Collected data entries:

------------------------------------------------

PR #2777, opened 2025-01-22
ENH: Some improvements for Xavier

ChengjieLi28:
1. Xavier supports model recovery. Due to the special nature of rank 0, a separate, simple model actor is created for rank 0. This actor is responsible only for constructing the collective communication world. A new role, `collective_manager`, is introduced. In the recovery logic, the `collective_manager` instructs all ranks to reconstruct the collective communication world.
2. If an error occurs during the transmission process (e.g., the sender is undergoing recovery), vllm's scheduling supports rollback, where it reverts to forcing computation instead of transmission.
3. Xavier's transmission process only applies to the PREFILL stage, and no data transmission occurs during the DECODE stage. This is because data transmission in the DECODE stage only affects the last token of a block when it is about to be filled with tokens. This would be counterproductive and negatively impact overall throughput, as it introduces additional RPC call times for many queries.
4. Fix the error when multiple models are enabled with Xavier simultaneously. This is because the block tracker should be one-to-one with the model, rather than having just one block tracker for all models.

### DIFF
--- a/doc/source/locale/zh_CN/LC_MESSAGES/user_guide/vllm_enhancement.po
+++ b/doc/source/locale/zh_CN/LC_MESSAGES/user_guide/vllm_enhancement.po
@@ -8,7 +8,7 @@ msgid ""
 msgstr ""
 "Project-Id-Version: Xinference \n"
 "Report-Msgid-Bugs-To: \n"
-"POT-Creation-Date: 2025-01-10 14:44+0800\n"
+"POT-Creation-Date: 2025-01-23 14:46+0800\n"
 "PO-Revision-Date: YEAR-MO-DA HO:MI+ZONE\n"
 "Last-Translator: FULL NAME <EMAIL@ADDRESS>\n"
 "Language-Team: LANGUAGE <LL@li.org>\n"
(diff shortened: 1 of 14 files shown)


ChengjieLi28:
> 1. Xavier supports model recovery. Due to the special nature of rank 0, a separate, simple model actor is created for rank 0. This actor is responsible only for constructing the collective communication world. A new role, `collective_manager`, is introduced. In the recovery logic, the `collective_manager` instructs all ranks to reconstruct the collective communication world.
> 2. If an error occurs during the transmission process (e.g., the sender is undergoing recovery), vllm's scheduling supports rollback, where it reverts to forcing computation instead of transmission.
> 3. Xavier's transmission process only applies to the PREFILL stage, and no data transmission occurs during the DECODE stage. This is because data transmission in the DECODE stage only affects the last token of a block when it is about to be filled with tokens. This would be counterproductive and negatively impact overall throughput, as it introduces additional RPC call times for many queries.
> 4. Fix the error when multiple models are enabled with Xavier simultaneously. This is because the block tracker should be one-to-one with the model, rather than having just one block tracker for all models.

qinxuye (approved):
LGTM

PR #2779, opened 2025-01-22
FEAT: create_embedding add field model_replica

zhoudelong:


xinference/model/embedding/core.py
```diff
@@ -693,7 +693,8 @@ def base64_to_image(base64_str: str) -> Image.Image:
                 if not is_bge_m3_flag_model and not kwargs.get("return_sparse")
                 else "dict"
             ),
-            model=self._model_uid,
+            model="",
```
qinxuye, line 696: How about just let the model be the model name? Empty looks weird, what's you opinion? @codingl2k1 @amumu96

qinxuye:
All tests failed.

xinference/api/restful_api.py
```diff
@@ -1330,8 +1330,10 @@ async def create_embedding(self, request: Request) -> Response:
             raise HTTPException(status_code=500, detail=str(e))
 
         try:
-            embedding = await model.create_embedding(body.input, **kwargs)
-            return Response(embedding, media_type="application/json")
+            embedding_bytes = await model.create_embedding(body.input, **kwargs)
+            embedding = json.loads(embedding_bytes.decode("utf-8"))
+            embedding["model"] = model_uid  # type: ignore
```
qinxuye, line 1335: Try to pass original model uid into model, instead of parsing, adding info then serializing, this is too ugly.

qinxuye (changes requested):

qinxuye:
Lint failed, please fix it.

xinference/core/tests/test_restful_api.py
```diff
@@ -356,6 +356,7 @@ def test_restful_api_for_embedding(setup):
 
     assert "embedding" in embedding_res["data"][0]
     assert len(embedding_res["data"][0]["embedding"]) == model_spec.dimensions
+    assert "model_replica" in embedding_res.keys()
```
qinxuye, line 359:
```
assert embedding_res["model_replica"] is not None
```

Not only to check if the key exists, but also check if the value exists in real.

And, did you check the `model` ? That's the original problem to solve, to make sure `model` is identical to model uid.

qinxuye (changes requested):

xinference/core/tests/test_restful_api.py
```diff
@@ -356,6 +356,9 @@ def test_restful_api_for_embedding(setup):
...
```
qinxuye, line 359:
```suggestion
    assert "model_replica" in embedding_res
```

xinference/core/tests/test_restful_api.py
```diff
@@ -353,9 +353,13 @@ def test_restful_api_for_embedding(setup):
     }
     response = requests.post(url, json=payload)
     embedding_res = response.json()
+    print("embedding_res: ", embedding_res)
```
qinxuye, line 356: Please remove print.

qinxuye (approved):
LGTM

PR #2820, opened 2025-02-08
BUG: Use `Cache` class instead of raw `tuple` for transformers continuous batching, compatible with latest transformers

ChengjieLi28:


qinxuye (approved):
LGTM

PR #2877, opened 2025-02-18
FEAT: support distributed inference for sglang

qinxuye:
With this PR, now deepseek-r1 FP8 can run on 2 8xH100/H20 workers.

To use this feature, launch model with extra param: n_worker: 2.

Web UI will add this option soon, command line needs to be updates as well.


amumu96 (approved):

Zephyr69:
what about distributed vllm inference?

PR #2896, opened 2025-02-20
Fix FLUX scheduler

shuaiqidezhong:
Fix FLUX scheduler

### DIFF
--- a/xinference/model/image/stable_diffusion/core.py
+++ b/xinference/model/image/stable_diffusion/core.py
@@ -416,8 +416,12 @@ class DiffusionModel(SDAPIDiffusionModelMixin):
     @contextlib.contextmanager
     def _reset_when_done(model: Any, sampler_name: str):
         assert model is not None
+        name_or_path: Optional[str] = getattr(model, "_name_or_path", None)
+        is_flux_sampler = "flux" in name_or_path.casefold() if name_or_path else False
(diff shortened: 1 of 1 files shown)


xinference/model/image/stable_diffusion/core.py
```diff
@@ -416,8 +416,12 @@ def _get_scheduler(model: Any, sampler_name: str):
     @contextlib.contextmanager
     def _reset_when_done(model: Any, sampler_name: str):
         assert model is not None
+        name_or_path: Optional[str] = getattr(model, "_name_or_path", None)
+        is_flux_sampler = "flux" in name_or_path.casefold() if name_or_path else False
```
qinxuye, line 420: I think we'd better judge flux by `model_spec`,  so we may set this method to normal function instead of static method. Because we cannot ensure that the model path contains flux.

xinference/model/image/stable_diffusion/core.py
```diff
@@ -416,8 +416,12 @@ def _get_scheduler(model: Any, sampler_name: str):
...
         scheduler = DiffusionModel._get_scheduler(model, sampler_name)
-        if scheduler:
+        # When the model is not flux
+        should_swap_scheduler = scheduler is not None and not is_flux_sampler
```
qinxuye, line 423: Better to name a better one, maybe `ignore_setting_scheduler`.

PR #2905, opened 2025-02-21
FEAT: support vllm reasoning content

amumu96:


qinxuye (approved):
LGTM

qinxuye:
This work needs to followup works, including:

1. Other engines. Now only vllm added.
2. Gradio support. With `reasoning_content` on, the gradio will not reflect the think.

Issue #2559, opened 2024-11-18
Got an Error while using Langchain Chatchat with internlm2.5.


frankSARU:
### System Info / 系統信息

CUDA 12.4 
Transformer 4.44

### Running Xinference with Docker? / 是否使用 Docker 运行 Xinfernece？

- [ ] docker / docker
- [X] pip install / 通过 pip install 安装
- [ ] installation from source / 从源码安装

### Version info / 版本信息

Version:Release: v0.16.0

### The command used to start Xinference / 用以启动 xinference 的命令

HF_ENDPOINT=https://hf-mirror.com xinference-local --host 10.11.238.110 --port 9997

### Reproduction / 复现过程

在使用chat功能时，xinf平台会出现如下报错（使用kb_chat功能，即知识库功能，并不会报错，其他知识库应用也未报错，排查了Langchain Chatchat相关的设置，chat.py脚本自上一次成功运行以来未做修改，在xinf页面报issue只是为了排查具体是哪个模块的问题）：
TypeError: int() argument must be a string, a bytes-like object or a real number, not 'NoneType'
2024-11-18 17:24:13,778 xinference.api.restful_api 3537005 ERROR    Chat completion stream got an error: [address=10.11.238.110:36475, pid=3545480] int() argument must be a string, a bytes-like object or a real number, not 'NoneType'
Traceback (most recent call last):
  File "/home/pei/.conda/envs/xinf/lib/python3.11/site-packages/xinference/api/restful_api.py", line 1926, in stream_results
    async for item in iterator:
  File "/home/pei/.conda/envs/xinf/lib/python3.11/site-packages/xoscar/api.py", line 340, in __anext__
    return await self._actor_ref.__xoscar_next__(self._uid)
           ^^^^^^^^^^^^^^^^^^^^^^^^^^^^^^^^^^^^^^^^^^^^^^^^
  File "/home/pei/.conda/envs/xinf/lib/python3.11/site-packages/xoscar/backends/context.py", line 231, in send
    return self._process_result_message(result)
           ^^^^^^^^^^^^^^^^^^^^^^^^^^^^^^^^^^^^
  File "/home/pei/.conda/envs/xinf/lib/python3.11/site-packages/xoscar/backends/context.py", line 102, in _process_result_message
    raise message.as_instanceof_cause()
  File "/home/pei/.conda/envs/xinf/lib/python3.11/site-packages/xoscar/backends/pool.py", line 656, in send
[...]

PR #2962, opened 2025-02-27
BUG: fix Error while using Langchain-chatchat, because the parameter [max_tokens] passed is None

William533036:
BUG: fix Error while using Langchain Chatchat ，because The parameter [max_tokens] passed is None

Fixes https://github.com/xorbitsai/inference/issues/2559


qinxuye (approved):
LGTM

PR #2992, opened 2025-03-04
BUG: Fix tokenizer error in create_embedding

shuaiqidezhong:
Fixed the issue where model_uid was incorrectly passed to tokenizer in create_embedding. Removed the problematic code and tests passed.


shuaiqidezhong (commented):
extract model_uid from kwargs before encode to avoid conflict with encode parameters while preserving it for Embedding creation

qinxuye (approved):
LGTM

PR #2997, opened 2025-03-04
ENH: Support xllamacpp

codingl2k1:
Disabled by default, can be enabled by setting env `USE_XLLAMACPP=1`

### DIFF
--- a/xinference/client/tests/test_client.py
+++ b/xinference/client/tests/test_client.py
@@ -165,7 +165,6 @@ def test_RESTful_client(setup):
     assert len(client.list_models()) == 0
 
 
-@pytest.mark.skipif(os.name == "nt", reason="Skip windows")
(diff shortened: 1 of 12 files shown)


xinference/client/tests/test_client.py
```diff
@@ -161,6 +165,11 @@ def _check(stream=False):
     assert len(client.list_models()) == 0
 
 
+@pytest.mark.skipif(os.name == "nt", reason="Skip windows")
```
qinxuye, line 168: Why skip windows?

qinxuye (commented):
Really excellent work, I left some comments.

qinxuye:
I found that now the lock would exist for Xllamacpp, and I added a commit to release it.

qinxuye (approved):
LGTM

PR #3007, opened 2025-03-06
Support Baichuan-M1-14B-Instruct

Jun-Howie:
VLLM is not currently supported
  https://github.com/vllm-project/vllm/issues/14259


Jun-Howie (commented):
fix:Failed to download model 'QwQ-32B' (size: 32, format: ggufv2) after multiple retries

------------------------------------------------

**TASK OBJECTIVE**
Every line with "instructs" in it should be copied from the entries above.

**WRITTEN SOLUTION**
1. Xavier supports model recovery. Due to the special nature of rank 0, a separate, simple model actor is created for rank 0. This actor is responsible only for constructing the collective communication world. A new role, `collective_manager`, is introduced. In the recovery logic, the `collective_manager` instructs all ranks to reconstruct the collective communication world.
> 1. Xavier supports model recovery. Due to the special nature of rank 0, a separate, simple model actor is created for rank 0. This actor is responsible only for constructing the collective communication world. A new role, `collective_manager`, is introduced. In the recovery logic, the `collective_manager` instructs all ranks to reconstruct the collective communication world.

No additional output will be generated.